Regression results with outlier omitted.

tidy(lmfit.interact.educ.manage.omit)
term estimate std.error statistic p.value
(Intercept) 9458.4 31.041 304.71 0
X 498.4 2.152 231.64 0
E2 1384.3 29.858 46.36 0
E3 1741.3 40.682 42.80 0
M 3988.8 39.073 102.09 0
E2:M 5049.3 51.667 97.73 0
E3:M 3051.8 57.674 52.91 0
glance(lmfit.interact.educ.manage.omit)[-c(7:10)]
r.squared adj.r.squared sigma statistic p.value df df.residual
0.9998 0.9998 67.12 35428 0 7 38

The outlier has very little influence on the regression results,
…except a huge reduction in variance.

Plus, Cook’s distance implies this observation may have influence on predictions.

1.1.5.4.1 Checking other model assumptions with residuals

Excluding the residual, we confirmed the linearity and non-constant variance assumptions.

Here are more residual plots (with the outlier omitted)

gf_point(rstandard(lmfit.interact.educ.manage.omit) ~ X, data = salaryDummy[-omit, ]) %>%
  gf_labs(y = "standardized residuals", x = "x (years of experience)")


# Googled quite a bit to get the legends labeled nicely on this plot
gf_point(rstandard(lmfit.interact.educ.manage.omit) ~ (E + 3*M), size = ~ as.factor(M), color = ~ as.factor(E), data=salaryDummy[-omit, ]) %>%
  gf_labs(y = "standardized residuals", x = "Education and management categories") %>%
  gf_hline(yintercept = c(-2, 0, 2), linetype = 2) + 
  scale_size_discrete(range = c(1.5, 3), name="Manager", 
                      breaks=c("0", "1"),  labels=c("No", "Yes")) +
  scale_color_discrete(name="Education", 
                      breaks=c("1", "2", "3"),  labels=c("HS", "BS", "Grad"))
Warning: Using size for a discrete variable is not advised.

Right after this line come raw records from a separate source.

PR #819, opened 2023-07-07
Tile-cache-cleanup

jdroenner:

---

<TEXT>

### DIFF
--- a/datatypes/src/primitives/spatial_partition.rs
+++ b/datatypes/src/primitives/spatial_partition.rs
@@ -167,7 +167,9 @@ impl SpatialPartition2D {
         }
     }
 
-    /// Return true if the partition contains the `other`
+    /// Return true if the partition contains the `other`.
+    /// A partition contains another partition if it contains all of its points
+    /// OR the other partition is equal to it.
     pub fn contains(&self, other: &Self) -> bool {
         self.contains_x(other) && self.contains_y(other)
     }
@@ -177,7 +179,7 @@ impl SpatialPartition2D {
             other.upper_left_coordinate.x,
             self.upper_left_coordinate.x,
             self.lower_right_coordinate.x,
-        ) && crate::util::ranges::value_in_range(
+        ) && crate::util::ranges::value_in_range_inv(
             other.lower_right_coordinate.x,
             self.upper_left_coordinate.x,
             self.lower_right_coordinate.x,
@@ -185,7 +187,7 @@ impl SpatialPartition2D {
     }
 
     fn contains_y(&self, other: &Self) -> bool {
-        crate::util::ranges::value_in_range_inv(
+        crate::util::ranges::value_in_range(
             other.lower_right_coordinate.y,
             self.lower_right_coordinate.y,
             self.upper_left_coordinate.y,
@@ -371,6 +373,12 @@ mod tests {
 
         assert!(p1.contains_coordinate(&c1));
         assert!(!p1.contains_coordinate(&c2));
+    }
+
+    #[test]
+    fn it_contains_self() {
+        let p1 = SpatialPartition2D::new_unchecked((0., 1.).into(), (1., 0.).into());
+        assert!(p1.contains(&p1));
     }
 
     #[test]
--- a/datatypes/src/primitives/spatial_partition.rs
+++ b/datatypes/src/primitives/spatial_partition.rs
@@ -226,7 +226,7 @@ impl SpatialPartition2D {
     }
 
     #[must_use]
-    pub fn extend(&mut self, other: &Self) -> Self {
+    pub fn extended(self, other: &Self) -> Self {
         Self {
             upper_left_coordinate: Coordinate2D::new(
                 self.upper_left().x.min(other.upper_left().x),
@@ -237,6 +237,13 @@ impl SpatialPartition2D {
                 self.lower_right().y.min(other.lower_right().y),
             ),
         }
+    }
+
+    pub fn extend(&mut self, other: &Self) {
+        self.upper_left_coordinate.x = self.upper_left().x.min(other.upper_left().x);
+        self.upper_left_coordinate.y = self.upper_left().y.max(other.upper_left().y);
+        self.lower_right_coordinate.x = self.lower_right().x.max(other.lower_right().x);
+        self.lower_right_coordinate.y = self.lower_right().y.min(other.lower_right().y);
     }
 }
 
@@ -311,7 +318,7 @@ pub fn partitions_extent<I: Iterator<Item = Option<SpatialPartition2D>>>(
 
     for bbox in bboxes {
         if let Some(bbox) = bbox {
-            extent = extent.extend(&bbox);
+            extent.extend(&bbox);
         } else {
             return None;
         }
@@ -515,6 +522,27 @@ mod tests {
                 .into_iter()
             ),
             None
+        );
+    }
+
+    #[test]
+    fn extend() {
+        let mut p1 = SpatialPartition2D::new_unchecked((0., 1.).into(), (1., 0.).into());
+        let p2 = SpatialPartition2D::new_unchecked((1., 2.).into(), (2., 0.).into());
+        p1.extend(&p2);
+        assert_eq!(
+            p1,
+            SpatialPartition2D::new_unchecked((0., 2.).into(), (2., 0.).into())
+        );
+    }
+
+    #[test]
+    fn extended() {
+        let p1 = SpatialPartition2D::new_unchecked((0., 1.).into(), (1., 0.).into());
+        let p2 = SpatialPartition2D::new_unchecked((1., 2.).into(), (2., 0.).into());
+        assert_eq!(
+            p1.extended(&p2),
+            SpatialPartition2D::new_unchecked((0., 2.).into(), (2., 0.).into())
         );
     }
 }
--- a/datatypes/src/primitives/spatial_partition.rs
+++ b/datatypes/src/primitives/spatial_partition.rs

The last plot is interesting (and is an improvement on textbook Figure 5.5).

There seems to be more variability in salary for non-managers vs. managers.
This violates the assumption of constant variance for all levels of the predictors.

So, this model is quite good, but we might be overestimating salary variability for managers.